PR #2222, opened 2025-06-18
[Refactor] FileInput refactor and bug fixes

melgaafary:
Bug 1: When you hover over file upload component the cursor doesnt turn into cursor
Bug 2: When resizing the screen with a big file name the whole section breaks 
Bug 3: Can't upload multiple files in a row - more than 2

Also refactored  the component to be more semantic

### DIFF
--- a/app/components/inputs/FileInput.tsx
+++ b/app/components/inputs/FileInput.tsx
@@ -30,13 +30,14 @@ export const FileInput = ({
 
   const inputClasses = classNames(
     jsAvailable
-      ? "w-[100%] h-[100%] left-0 top-0 opacity-0 overflow-hidden absolute z-0 cursor-pointer"
+      ? "w-0 h-0 opacity-0 overflow-hidden absolute z-0 cursor-pointer"
       : "body-01-reg m-8 ml-0 file:ds-button file:ds-button-tertiary file:ds-button-large w-fit file:cursor-pointer",
   );
 
   const FileInput = (
     <input
       name={jsAvailable ? undefined : name}
+      id={`${name}-input`}
       type="file"
       accept=".pdf"
       value={selectedFile?.savedFileKey || undefined}
@@ -74,7 +75,7 @@ export const FileInput = ({
           {jsAvailable ? (
             <>
               <label
-                htmlFor={name}
+                htmlFor={`${name}-input`}
                 className="relative inline-flex items-center ds-button ds-button-tertiary ds-button-large cursor-pointer w-fit"
               >
                 {FileInput}
--- a/app/components/inputs/FileInput.tsx
+++ b/app/components/inputs/FileInput.tsx
@@ -29,32 +29,30 @@ export const FileInput = ({
   const errorId = `${name}-error`;
 
   const inputClasses = classNames(
-    "body-01-reg m-8 ml-0 file:ds-button file:ds-button-tertiary file:ds-button-large w-fit",
-    {
-      "w-0.1 h-0.1 opacity-0 overflow-hidden absolute z-0 cursor-pointer":
-        jsAvailable,
-    },
+    jsAvailable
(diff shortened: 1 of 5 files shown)


ingriddorioschulze (approved):
Cool! Great job :)

Spencer6497 (approved):
Excellent work! 🤩 there's still a bug when, in the no-JS case, a user clicks "Upload" without a file selected and the server sends back a non-prettified 500 (instead of a validation error), but aside from that great job!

====

ACTIVITY:
Scan the material above for the string "error", returning each line that contains it.

EXPECTED ANSWER:
   const errorId = `${name}-error`;
Excellent work! 🤩 there's still a bug when, in the no-JS case, a user clicks "Upload" without a file selected and the server sends back a non-prettified 500 (instead of a validation error), but aside from that great job!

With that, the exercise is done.